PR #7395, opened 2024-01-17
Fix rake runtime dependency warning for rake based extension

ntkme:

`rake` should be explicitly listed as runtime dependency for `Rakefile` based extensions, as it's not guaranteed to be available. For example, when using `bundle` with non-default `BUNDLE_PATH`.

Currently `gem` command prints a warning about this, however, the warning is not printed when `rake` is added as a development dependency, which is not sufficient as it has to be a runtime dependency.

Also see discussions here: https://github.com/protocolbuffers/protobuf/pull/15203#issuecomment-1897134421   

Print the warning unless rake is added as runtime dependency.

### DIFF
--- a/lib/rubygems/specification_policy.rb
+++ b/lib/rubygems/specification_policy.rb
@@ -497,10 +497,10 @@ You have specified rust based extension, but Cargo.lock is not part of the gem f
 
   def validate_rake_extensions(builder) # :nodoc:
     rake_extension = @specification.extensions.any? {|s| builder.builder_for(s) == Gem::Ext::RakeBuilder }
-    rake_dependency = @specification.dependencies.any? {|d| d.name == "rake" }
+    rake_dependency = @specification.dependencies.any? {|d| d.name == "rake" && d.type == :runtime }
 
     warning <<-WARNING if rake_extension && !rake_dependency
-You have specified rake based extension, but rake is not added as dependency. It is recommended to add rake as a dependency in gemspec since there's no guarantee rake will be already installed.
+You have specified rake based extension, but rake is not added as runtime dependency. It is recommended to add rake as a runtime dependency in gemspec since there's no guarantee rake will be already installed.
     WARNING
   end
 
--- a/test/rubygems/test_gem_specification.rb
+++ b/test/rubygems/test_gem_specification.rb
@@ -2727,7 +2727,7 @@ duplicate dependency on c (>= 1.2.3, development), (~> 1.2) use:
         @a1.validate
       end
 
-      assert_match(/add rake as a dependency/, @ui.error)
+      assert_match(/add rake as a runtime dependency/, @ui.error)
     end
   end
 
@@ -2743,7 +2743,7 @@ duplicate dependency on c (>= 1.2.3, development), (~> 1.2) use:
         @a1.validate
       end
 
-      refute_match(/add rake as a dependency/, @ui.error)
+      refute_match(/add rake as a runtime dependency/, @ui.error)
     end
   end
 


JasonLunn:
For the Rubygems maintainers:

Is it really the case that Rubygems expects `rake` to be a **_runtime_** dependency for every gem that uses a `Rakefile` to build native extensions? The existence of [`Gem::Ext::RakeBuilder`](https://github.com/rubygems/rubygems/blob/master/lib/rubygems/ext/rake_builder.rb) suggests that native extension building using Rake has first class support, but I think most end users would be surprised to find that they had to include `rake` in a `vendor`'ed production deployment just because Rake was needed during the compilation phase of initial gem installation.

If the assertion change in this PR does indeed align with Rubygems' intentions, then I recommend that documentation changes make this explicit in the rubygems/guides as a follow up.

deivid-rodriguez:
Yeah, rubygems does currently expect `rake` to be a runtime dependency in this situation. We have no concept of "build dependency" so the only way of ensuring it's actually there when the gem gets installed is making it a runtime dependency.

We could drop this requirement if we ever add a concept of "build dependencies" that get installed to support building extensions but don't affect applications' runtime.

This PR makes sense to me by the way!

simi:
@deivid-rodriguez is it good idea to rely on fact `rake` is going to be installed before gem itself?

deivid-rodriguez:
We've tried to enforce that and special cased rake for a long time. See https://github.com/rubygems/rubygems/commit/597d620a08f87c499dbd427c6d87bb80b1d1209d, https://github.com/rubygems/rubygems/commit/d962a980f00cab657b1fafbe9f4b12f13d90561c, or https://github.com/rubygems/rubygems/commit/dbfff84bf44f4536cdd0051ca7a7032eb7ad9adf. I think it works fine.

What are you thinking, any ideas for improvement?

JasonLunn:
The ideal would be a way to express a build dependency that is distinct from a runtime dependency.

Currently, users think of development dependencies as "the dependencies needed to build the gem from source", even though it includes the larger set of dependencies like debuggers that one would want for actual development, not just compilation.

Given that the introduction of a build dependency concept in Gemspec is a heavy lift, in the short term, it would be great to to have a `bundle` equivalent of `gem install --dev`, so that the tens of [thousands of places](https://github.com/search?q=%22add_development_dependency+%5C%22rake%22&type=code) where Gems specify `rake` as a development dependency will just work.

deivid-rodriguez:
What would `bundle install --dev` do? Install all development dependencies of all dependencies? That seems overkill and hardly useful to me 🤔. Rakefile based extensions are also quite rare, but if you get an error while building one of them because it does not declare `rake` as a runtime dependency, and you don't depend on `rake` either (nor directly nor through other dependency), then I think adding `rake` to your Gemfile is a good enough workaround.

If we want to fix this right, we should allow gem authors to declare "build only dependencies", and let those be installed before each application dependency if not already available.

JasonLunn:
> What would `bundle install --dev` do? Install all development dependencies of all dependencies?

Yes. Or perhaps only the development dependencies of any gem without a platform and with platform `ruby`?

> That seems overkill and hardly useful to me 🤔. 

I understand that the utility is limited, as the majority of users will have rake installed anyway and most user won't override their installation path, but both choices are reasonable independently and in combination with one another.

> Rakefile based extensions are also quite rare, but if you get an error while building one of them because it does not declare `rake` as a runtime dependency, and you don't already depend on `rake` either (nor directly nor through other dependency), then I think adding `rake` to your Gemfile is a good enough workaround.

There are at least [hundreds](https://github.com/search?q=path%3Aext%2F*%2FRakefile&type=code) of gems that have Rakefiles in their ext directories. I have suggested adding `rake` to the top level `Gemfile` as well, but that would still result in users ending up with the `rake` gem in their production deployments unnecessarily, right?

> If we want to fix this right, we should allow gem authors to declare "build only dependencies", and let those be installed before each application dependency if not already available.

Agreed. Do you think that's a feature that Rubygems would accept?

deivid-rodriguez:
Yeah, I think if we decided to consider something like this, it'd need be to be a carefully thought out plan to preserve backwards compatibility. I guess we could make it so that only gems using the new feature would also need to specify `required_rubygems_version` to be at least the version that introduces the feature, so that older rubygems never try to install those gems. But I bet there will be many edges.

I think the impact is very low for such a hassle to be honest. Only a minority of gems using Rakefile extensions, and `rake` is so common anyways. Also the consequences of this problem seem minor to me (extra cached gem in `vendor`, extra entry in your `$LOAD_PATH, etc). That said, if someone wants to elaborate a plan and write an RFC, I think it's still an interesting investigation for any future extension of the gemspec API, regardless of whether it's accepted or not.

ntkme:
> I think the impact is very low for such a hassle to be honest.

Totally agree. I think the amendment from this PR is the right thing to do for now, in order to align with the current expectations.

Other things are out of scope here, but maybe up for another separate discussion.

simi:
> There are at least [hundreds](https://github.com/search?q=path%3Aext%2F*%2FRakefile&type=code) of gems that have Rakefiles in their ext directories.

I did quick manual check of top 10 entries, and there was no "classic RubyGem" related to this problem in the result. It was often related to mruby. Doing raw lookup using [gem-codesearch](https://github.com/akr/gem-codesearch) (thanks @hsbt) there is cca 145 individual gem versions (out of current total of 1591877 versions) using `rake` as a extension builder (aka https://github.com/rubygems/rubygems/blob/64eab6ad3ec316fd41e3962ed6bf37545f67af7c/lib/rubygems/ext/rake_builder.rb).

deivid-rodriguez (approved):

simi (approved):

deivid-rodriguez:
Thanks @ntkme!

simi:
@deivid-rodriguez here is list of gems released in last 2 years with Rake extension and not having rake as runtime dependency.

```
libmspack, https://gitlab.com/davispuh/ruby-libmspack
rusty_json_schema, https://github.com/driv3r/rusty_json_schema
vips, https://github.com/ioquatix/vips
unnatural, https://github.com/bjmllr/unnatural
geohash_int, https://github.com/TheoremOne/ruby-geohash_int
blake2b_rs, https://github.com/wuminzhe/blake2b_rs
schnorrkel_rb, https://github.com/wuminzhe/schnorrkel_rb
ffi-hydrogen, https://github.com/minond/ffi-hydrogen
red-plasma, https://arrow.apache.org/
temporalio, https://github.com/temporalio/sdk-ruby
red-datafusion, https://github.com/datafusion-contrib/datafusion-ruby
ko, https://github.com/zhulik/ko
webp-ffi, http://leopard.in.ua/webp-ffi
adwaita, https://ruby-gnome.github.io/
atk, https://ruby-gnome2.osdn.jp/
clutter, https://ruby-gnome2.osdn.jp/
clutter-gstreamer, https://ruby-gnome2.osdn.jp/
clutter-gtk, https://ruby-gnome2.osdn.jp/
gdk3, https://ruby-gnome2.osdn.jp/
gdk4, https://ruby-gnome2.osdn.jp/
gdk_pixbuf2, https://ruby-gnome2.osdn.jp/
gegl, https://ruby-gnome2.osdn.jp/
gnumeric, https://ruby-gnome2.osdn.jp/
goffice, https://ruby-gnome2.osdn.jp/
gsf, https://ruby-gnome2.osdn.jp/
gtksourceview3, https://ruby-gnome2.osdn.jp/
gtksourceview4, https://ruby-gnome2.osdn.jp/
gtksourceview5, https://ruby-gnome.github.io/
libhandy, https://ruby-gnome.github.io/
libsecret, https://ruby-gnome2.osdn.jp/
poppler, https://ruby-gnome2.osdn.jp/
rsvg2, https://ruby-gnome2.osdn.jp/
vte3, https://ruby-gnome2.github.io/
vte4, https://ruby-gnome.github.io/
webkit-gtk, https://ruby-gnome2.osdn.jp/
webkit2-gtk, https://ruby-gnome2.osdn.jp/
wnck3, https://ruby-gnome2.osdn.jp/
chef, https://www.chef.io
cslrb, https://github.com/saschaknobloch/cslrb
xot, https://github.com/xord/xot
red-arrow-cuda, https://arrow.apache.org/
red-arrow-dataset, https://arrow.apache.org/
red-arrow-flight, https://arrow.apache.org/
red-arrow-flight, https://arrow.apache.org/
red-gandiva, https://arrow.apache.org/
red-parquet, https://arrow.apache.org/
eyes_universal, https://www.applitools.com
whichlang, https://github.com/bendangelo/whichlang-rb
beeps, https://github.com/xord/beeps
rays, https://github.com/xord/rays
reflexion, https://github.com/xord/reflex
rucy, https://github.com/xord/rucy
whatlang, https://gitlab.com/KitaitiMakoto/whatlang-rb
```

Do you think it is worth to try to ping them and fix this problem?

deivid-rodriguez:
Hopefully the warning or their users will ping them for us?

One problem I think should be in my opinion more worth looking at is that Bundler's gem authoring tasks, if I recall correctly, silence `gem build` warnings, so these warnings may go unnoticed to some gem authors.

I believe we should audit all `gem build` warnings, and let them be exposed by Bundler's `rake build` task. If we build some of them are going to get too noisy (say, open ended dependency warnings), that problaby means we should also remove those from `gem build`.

Description of the task: What is needed is an exact copy of the lines above, from the one containing "Print the warning" through the one containing "warning <<-WARNING if", with nothing added.

Exercise response:
Print the warning unless rake is added as runtime dependency.

### DIFF
--- a/lib/rubygems/specification_policy.rb
+++ b/lib/rubygems/specification_policy.rb
@@ -497,10 +497,10 @@ You have specified rust based extension, but Cargo.lock is not part of the gem f
 
   def validate_rake_extensions(builder) # :nodoc:
     rake_extension = @specification.extensions.any? {|s| builder.builder_for(s) == Gem::Ext::RakeBuilder }
-    rake_dependency = @specification.dependencies.any? {|d| d.name == "rake" }
+    rake_dependency = @specification.dependencies.any? {|d| d.name == "rake" && d.type == :runtime }
 
     warning <<-WARNING if rake_extension && !rake_dependency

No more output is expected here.